Issue #5524, opened 2023-10-24
Admins should be able to email the instructors of a course


ragesoss:
### Current Behavior:

When a Wiki Education staff members wants to contact all the instructors of a course, the easiest way is currently to copy each of their email address and use a separate email client. It would be more convenient to be able to send an email message directly from the course page.

### Desired Behavior:
There should be a button in Actions that opens a text box and allows an admin to write a message that will be emailed to all the instructors of the course. The email should look good, with minimal formatting using similar styling to existing emails sent by the Dashboard, and should have a reply-to for the admin who sends the message.

tushar-glitch:
Hi @ragesoss, looks like an interesting one to solve! Can I work on this issue?

ragesoss:
@tushar-glitch sure go for it.

prathamVaidya:
@ragesoss are editors and instructors same? What page do you want the Button to send notification to instructors. I was thinking maybe here (if editor means instructors):

![image](https://github.com/WikiEducationFoundation/WikiEduDashboard/assets/61202986/c8c1ea82-f9ff-460d-a3cf-60d98c267d48)

ragesoss:
@prathamVaidya there are two main production contexts: Programs & Events Dashboard ( outreachdashboard.wmflabs.org, corresponding to the `wiki_education: false` setting) and Wiki Education Dashboard (dashboard.wikiedu.org, corresponding to `wiki_education: true`). There is some different terminology between them.

'Editor' on P&E Dashboard is the same as 'Student' in Wiki Education Dashboard (role 0 in a CoursesUsers record), while 'Instructor' is the same as 'Facilitator' (role 1 in a CoursesUsers record).

For this issue, the feature is only intended for Wiki Education Dashboard, and the Home tab (probably in the Actions section) is where I think the button should go.

ragesoss:
(I think that FAQ is still accurate; it is specifically for Wiki Education Dashboard.)

prathamVaidya:
Thanks @ragesoss, Please check the PR.

Brajesh1213:
I would like to work on this issue may i

ragesoss:
@Brajesh1213 there is already an open PR that I have not reviewed yet. Issue #5530 is a good one. Please only work on one at a time.

prathamVaidya:
Issue can be closed. Feature added in https://github.com/WikiEducationFoundation/WikiEduDashboard/pull/5545

PR #5545, opened 2023-12-05
feat: Implement email notifications for instructors

prathamVaidya:
## What this PR does

This pull request addresses the issue #5524 by introducing a new feature that allows Wiki Education staff members to easily send email messages to all instructors of a course directly from the course page. The new feature includes the following changes:

- [x] Created Instructor Notification Mailer
- [x] Created new Alert Type `InstructorNotificationAlert`
- [x] Added Test and Preview for Instructor Notification Mailer
- [x] Email Template with minimal formatting, using a similar style to existing Dashboard emails.
- [x] Added a button in the 'Actions' section for sending email messages to instructors.
- [x] Implemented a text box for admins to compose the email message.
- [x] Included a 'reply-to' functionality for the admin who sends the message.

## Screenshots
Before:
Screenshot 2024-01-10 at 15-44-57 Maths

After:
Screenshot 2024-01-10 at 15-45-18 Maths

Screenshot 2024-01-10 at 15-45-32 Maths

Current Email Template Preview:

Screenshot from 2024-01-10 15-52-14

None


prathamVaidya:
@ragesoss Please give clarity on following points:

1. From user, currently set to `SpecialUsers.classroom_program_manager`
2. BCC users, currently set to `@alert.bcc_to_salesforce_email`
3. This is the minimal HTML template right now. Let me know any changes.

image

4. Should I push modified `schema.rb` and newly created migration file as well?

prathamVaidya:
Also will it be any better if we just make the feature more versatile. Allowing Admins to choose from the available audience like students, instructors and any other role before sending a notification.

ragesoss:
> From user, currently set to SpecialUsers.classroom_program_manager

This should be whichever admin is writing the message. In this case, I think that should be handled with the `user` column of the Alert record.

ragesoss:
It looks like you have not implemented the flow for creating the Alert from the frontend and then sending the email? I'm guessing that will involve a new Rails controller, along with some frontend code for posting to that controller.

ragesoss:
I think ideally, there shouldn't be any text for the subject or body of the email that is hard-coded. Both the subject line and contents should be specified by the admin sending it.

prathamVaidya:
> I think ideally, there shouldn't be any text for the subject or body of the email that is hard-coded. Both the subject line and contents should be specified by the admin sending it.

Sure, but if we'll directly take subject and body from the admin. That will open a possibility that admin will have access to send completely modified email to the course participants. Like they can also send an email for an scam or impersonating officials. I am just discussing about a possibility, otherwise it really depends on how much we trust the Admins.

prathamVaidya:
> > I think ideally, there shouldn't be any text for the subject or body of the email that is hard-coded. Both the subject line and contents should be specified by the admin sending it.
> 
> Sure, but if we'll directly take subject and body from the admin. That will open a possibility that admin will have access to send completely modified email to the course participants. Like they can also send an email for an scam or impersonating officials. I am just discussing about a possibility, otherwise it really depends on how much we trust the Admins.

@ragesoss The feature is ready. 

However, right now the subject is hard coded and message is added in the pre-defined email template. As per your preference you don't want it to be hard coded. I can do that but currently I am using `Alert` Modal to achieve this feature and it does not have subject field. Now because `Alert` modal is used by many other types I just wanted to confirm if you want me to proceed with modification of `Alert` because it might open a vulnerability (Discussed in the previous comment).

ragesoss:
Thanks! I'm not worried about admin access as a security issue; admins are few and highly trusted, and already have access to things that would cause major problems if abused.

I think the subject could be stored in the Alert table without any modifications at the database level. The `details` column is a serialized hash that can be used to store arbitrary information such as a subject string. See `BlockedEditsAlert`, for example, which saves data about a Wikipedia block in the `details` field and retrieves it by digging into the hash.

prathamVaidya:
Sure I will update it to use a custom subject. One last thing about email body: should I use the message and add in the email template which includes footer and header or take entire email body from frontend only.

ragesoss:
You should use a template that has a footer and header and uses the same styling as other mailers.

prathamVaidya:
As per your comments, I have updated the code to use custom subject utilizing `details` field. Let me know if you have any suggestions or improvements.

Also, because I have added a new Alert type. There is a new migration file that i have committed. I am still unsure if I should push the updated `schema.rb` or not.

image

ragesoss:
There should be no need to include a migration or schema change. The `Alert` table uses the Rails 'Single Table Inheritance' feature, so we can add subtypes of Alert without making any schema changes.

prathamVaidya:
Okay @ragesoss . I have removed the migration file.

app/assets/javascripts/components/overview/available_actions.jsx
```diff
@@ -191,6 +192,12 @@ const AvailableActions = createReactClass({
       ));
     }
 
+    if (user.admin) {
```
ragesoss, line 195: This should only appear in Wiki Education mode (when `Features.wikiEd` is truthy).

app/assets/javascripts/components/overview/notify_instructors_button.jsx
```diff
@@ -0,0 +1,120 @@
...
+};
+
+const initialState = {
+  subject: '',
+  message: '',
+  status: 'DEFAULT', // DEFAULT, PENDING, FAILED
+  error: null,
+};
+
+export default function NotifyInstructorsButton(props) {
```
ragesoss, line 23: For style consistency, I'd prefer to use ES6 arrow functions for functional components, rather than traditional function syntax.

app/assets/javascripts/components/overview/notify_instructors_button.jsx
```diff
@@ -0,0 +1,120 @@
...
+  const dispatch = useDispatch();
+
+  const [modalVisibility, setModalVisibility] = useState(false);
+  const [notification, setNotification] = useState(initialState);
+
+  const createNotificationApi = () => {
```
ragesoss, line 29: The  preferred convention in this codebase is to keep API interaction code separate from components, in an appropriate file in `actions` (like with the confirm_actions.js file used in this component).

app/assets/javascripts/utils/api.js
```diff
@@ -600,7 +600,23 @@ const API = {
         label,
       };
     });
-  }
+  },
+
+  async createInstructorNotificationAlert(courseId, subject, message) {
```
ragesoss, line 605: I don't want new actions added to api.js, as it is already much too big. We've been gradually moving things out of this file, and I don't want anything new added to it. This along with the other API request/response code should be moved to a new file.

app/mailers/instructor_notification_mailer.rb
```diff
@@ -0,0 +1,27 @@
...
+class InstructorNotificationMailer < ApplicationMailer
+  def self.send_email(alert)
+    return unless Features.email?
+    email(alert).deliver_now
+  end
+
+  def email(alert)
+    @alert = alert
+    set_email_parameters
+    params = { to: @instructors.pluck(:email),
```
ragesoss, line 12: This should probably BCC to the sender, to make it easy to know that it went through.

app/models/alert.rb
```diff
@@ -97,8 +98,11 @@ class Alert < ApplicationRecord
     UnsubmittedCourseAlert
     UntrainedStudentsAlert
     SandboxedCourseMainspaceAlert
+    InstructorNotificationAlert
   ].freeze
 
+  # InstructorNotificationAlert public or private?
```
ragesoss, line 104: Private

config/routes.rb
```diff
@@ -218,6 +218,9 @@
       get 'resolve'
       put 'resolve'
     end
+    collection do
```
ragesoss, line 221: What does `collection` do versus `member`? This is a bit of Rails I'm not familiar with.

ragesoss (commented):
Nice work! This looks broadly like what I would expect, code-wise. Once the comments are addressed, I'll test it out locally.

config/routes.rb
prathamVaidya: `member` always create routes that require `id` to perform some action. It usually used for a route that actions on a unique instance.

`collection` is used for performing operations over a group or where there is no ID required. Such as in this case where we need to create Alert and there is no ID yet.

In collection our route becomes `/notify_instructors`, and if `member`  route would have become `/notify_instructors/:id`

prathamVaidya:
@ragesoss As per your feedback I have done the following changes: 

- Separated API Logic outside the component
- Separated Alert API outside the api.js to separate file `alert_utils.js` (I also propose, it will better if we have all API code in separate directory called `apis` or services rather than mixed `utils` directory) 
- Added Check for WikiEd Truthy
- Use Arrow Function
- Added BCC (sender's email)
- `InstructorNotificationAlert` to private

Also I am directly using dispatch in the React Component. Let me know if you want me to separate that as well as functions.

ragesoss:
I tried this out and it works nicely! I noticed a few language and email layout issues that I'd like to have updated, and then it will be ready to merge and deploy.

config/locales/en.yml
```diff
@@ -822,6 +822,19 @@ en:
       notification_message: Take our survey for this course.
       link: Take Survey
 
+  course_instructor_notification:
+    notify_instructors: Notify Instructors
```
ragesoss, line 826: Let's call this 'Email instructors'

config/locales/en.yml
```diff
@@ -822,6 +822,19 @@ en:
...
+    notify_instructors_feature_description: Send notification alerts to Instructors through emails
```
ragesoss, line 827: 'send a message to instructors via email'

config/locales/en.yml
```diff
@@ -822,6 +822,19 @@ en:
...
+    send_notification_button_text: Send Notification
```
ragesoss, line 828: 'Send'

config/locales/en.yml
```diff
@@ -822,6 +822,19 @@ en:
...
+    notification_sent_success: "Notification sent to all Instructors of Course %{courseTitle}"
```
ragesoss, line 829: "Message sent to all instructors of %{courseTitle}"

config/locales/en.yml
```diff
@@ -822,6 +822,19 @@ en:
...
+    notification_send_error_no_internet: "Unable to send request. Check if you are connected to the Internet."
+    notification_send_error_server: "Server Error: Unable to send notification (%{status} %{statusText})"
+    notification_empty_message: "Subject or Message cannot be empty"
+    confirm_send_notification: "Are you sure you want to send the notification to all the Instructors?"
```
ragesoss, line 833: "Send to all instructors for this course?"

config/locales/en.yml
```diff
@@ -822,6 +822,19 @@ en:
...
+    write_subject: "Write Subject"
```
ragesoss, line 834: "subject"

config/locales/en.yml
```diff
@@ -822,6 +822,19 @@ en:
...
+    write_message_placeholder: "Write Message Here (Header and footer will be automatically included)"
```
ragesoss, line 835: "message"

config/locales/en.yml
```diff
@@ -822,6 +822,19 @@ en:
...
+    sending_notification: "Sending Notification to Instructors"
```
ragesoss, line 836: "Sending"

app/views/instructor_notification_mailer/email.html.haml
```diff
@@ -0,0 +1,26 @@
+%link{rel: 'stylesheet', href:'/mailer.css'}
+%table.row
+  %tbody
+    %tr
+      %th
+        %table
+          %tr
+            %td.main-content
+              %h1.headline
```
ragesoss, line 9: This is included as the subject line, so it should not be repeated

app/views/instructor_notification_mailer/email.html.haml
```diff
@@ -0,0 +1,26 @@
...
+                = "#{@subject}"
+              %p.paragraph
+                = "Course: "
+                %a{href: @course_link}= @course.title
```
ragesoss, line 13: This should go in a separate section after the main content.

app/views/instructor_notification_mailer/email.html.haml
```diff
@@ -0,0 +1,26 @@
...
+              %p.paragraph
+                = "Dear Instructors,"
```
ragesoss, line 15: Remove this.

app/views/instructor_notification_mailer/email.html.haml
ragesoss: See below for how I think makes sense to include the link.

app/views/instructor_notification_mailer/email.html.haml
```diff
@@ -0,0 +1,26 @@
...
+              %p.paragraph
+                = "#{@message}"
+
+        %table
+          %tr
+            %td.main-content
+              %p.paragraph
+                Best regards,
```
ragesoss, line 23: I'd like this to say: "This is a message from Wiki Education staff for your course [course title linking to course_link]."

It should be styled differently as well, probably in a smaller font, to make it more clear which parts of the email are a human-written message and which parts are from a template.

ragesoss (changes requested):
This looks great. Just some language and styling tweaks and it will be ready to go.

app/views/instructor_notification_mailer/email.html.haml
prathamVaidya: Variant 1: Only Text Size Smaller
image

Variant 2: Added a `.footer` class in stylesheet changing size, color, font.
image

Variant 3: Made main message black and increase `font-weight` to normal.  
image

let me know which one of these satisfies the theme @ragesoss

ragesoss: I think the .footer class one looks the best. I suggest using that one, plus adding additional spacing above and below the main message.

Also, there's no need for the 'Best regard, The Wiki Education team'.

The admin can optionally include a personal closing line, but I would rather not hard-code one.

ragesoss:
There's also a failing spec that is connect to this PR.

app/views/instructor_notification_mailer/email.html.haml
prathamVaidya: Done!
image

ragesoss: Perfect, this looks great.

prathamVaidya:
Added a required method `main_subject` that caused the spec to fail. I'll check again after few mins if anything fails this time and fix it today only.

prathamVaidya:
The spec that I added is now passing but as you are aware, the workflow script still always fails.  
I want to fix this behavior. 
One of the reason i found might be because `feedback_form_spec` is failing.
Should I create a new issue and try to fix this or whats the correct way to fix this issue? @ragesoss

ragesoss:
@prathamVaidya yes, feel free to create an issue for that flaky spec. I think that particular one is failing sometimes because it relies on an API that sometimes is not available (the one that results in the NoMethodError on the Dashboard side), so the right solution is probably to create a new request stub in request_helpers.rb and use that for the spec.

* * *

**WORK INSTRUCTIONS**
Find how many lines of the material carry the string "possibility". Only the number should be in the answer.

**YOUR SOLUTION**
2